In 2008 I opened a business as a sole trader, which for various reasons closed in May of this year. Upon telling my landlord that I had no choice but to leave, he reacted very badly and changed the locks on the premises and stood over me (and a team of volunteers!) for five hours as I cleared out my belongings. At the time of closing I owed him one months rent. I apologised and explained that I knew I had no hope of being able to make it, so instead of becoming more indebted to him, I forfeited my deposit, which was to the value of 2.5 months rent. Despite being put under pressure, I managed to take everything that I owned except my business sign, which cost me €380. This was merely an oversight on the day.

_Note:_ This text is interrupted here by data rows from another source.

PR #340, opened 2020-11-11
Skip rows with nan as value. Use math.isnan to catch some versions of…

zcain117:
… NaN

TIL:
```
>>> a = [math.nan]
>>> math.nan in a
True
>>> float('nan') in a
False
>>> math.isnan(math.nan)
True
>>> math.isnan(float('nan'))
True
```

So we should use `math.isnan` to catch NaN that has been parsed using `float`

Also skip rows entirely if the metric value is NaN since they will just be noise

### DIFF
--- a/metrics_handler/util_test.py
+++ b/metrics_handler/util_test.py
@@ -65,8 +65,11 @@ class UtilTest(parameterized.TestCase):
 
   @parameterized.named_parameters(
     ('inf', [1, 2, 3, math.inf, 4, 5], [1, 2, 3, None, 4, 5]),
+    ('inf_parsed', [1, 2, 3, float('inf'), 4, 5], [1, 2, 3, None, 4, 5]),
     ('-inf', [1, 2, 3, -math.inf, 4, 5], [1, 2, 3, None, 4, 5]),
     ('nan', [1, 2, 3, math.nan, 4, 5], [1, 2, 3, None, 4, 5]),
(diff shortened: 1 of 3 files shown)


metrics_handler/util_test.py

Last week I was informed that the landlord had secured a new client. To be honest, I genuinely wished them the best. A few people had approached me and asked if I was reopening, which surprised me a little until I opened the local paper yesterday. There was an ad stating that my previous business (the exact same name) was reopening under new management. The design of the ad was practically identicial, to one I had a graphic designer submit to the paper on my behalf, some time back.

My question to you is this; can the new business owners trade under a name I have registered with CRO? Can I do anything to prevent them advertising in the manner in which they have? Am I within my rights to ask for my sign back? There's a large festival coming up in the town, at which my business had historically done very well. I feel that the new owners are planning to cash in on the goodwill I had built up.

I have a new business(different industry) in the same town and I dont want to be associated with the old one any longer. 

Sorry that this is so long winded, but I dont where else I can get independent advice on the matter. Thanks.


----------



## Brendan Burgess (3 Sep 2011)

Registering with the CRO has very little significance. 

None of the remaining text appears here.